Em represália a presença da Polícia Federal, garimpeiros que fugiram da zona de conflito com agentes da Polícia Federal, Funai e Ibama, ocuparam a área portuária para enfrentarem os agentes, inclusive arremessando pedras, paus e tiros de rojão nos policiais que desembarcaram no porto da Colônia de Pescadores Z-31. Largo da Prefeitura antiga de Humaita e da praça da Igreja matriz da cidade de Humaita ocupada pelos garimpeiros rebelados.
Os garimpeiros do Lago dos Reis, Barragem, Tambaqui, Tabuleta e na divisa de Humaita e Manicoré, "áreas de maior concentração de balsas e dragas formando grandes comboios estacionados no meio do Rio Madeira e seus afluentes, lagos e igarapés.
Agentes da Polícia Federal, Ibama e Funai, segundo informações, além dos 16 garimpeiros presos na Delegacia de Polícia Civil de Humaita, podem ser responder por tentativa de homicídio, vandalismo majorado (parte física desfeitos teriam participado do incêndio as sedes do Ibama e ICMBIO, no primeiro levante em 2017), parte ilegal de arma, munições e crime de usurpação do patrimônio da União.
Em 2023, a Polícia Federal destruiu quase uma centena de balsas e dragas ao longo do Rio Madeira na região de praias.

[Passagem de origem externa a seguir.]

Issue #130, opened 2019-05-31
Trouble with song export


AoiMimi:
Trying to export in any of the available formats (WAV, VGM, S98) makes the exported file immediately delete itself.
I tested this with the demo songs as well, and ran into the same problem.

papiezak:
That's weird, I can't replicate this problem, at least on Windows 10. Tried all demo songs, even my own one, every format, no success.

Este ano, numa incursão surpreendente, foram destruídas outras embarcações.
Na última quarta-feira 21, a PF, Ibama e ICMBIO deflagraram a "Operação Prensa" direcionada especificamente para os garimpos ilegais na biomassa do Lago dos Reis e do entorno, "microrregião sob proteção ambiental ocupada por mais de 209 balsas, dragas, navio-tanque e até boates clandestinas, pontos de venda e consumo de drogas.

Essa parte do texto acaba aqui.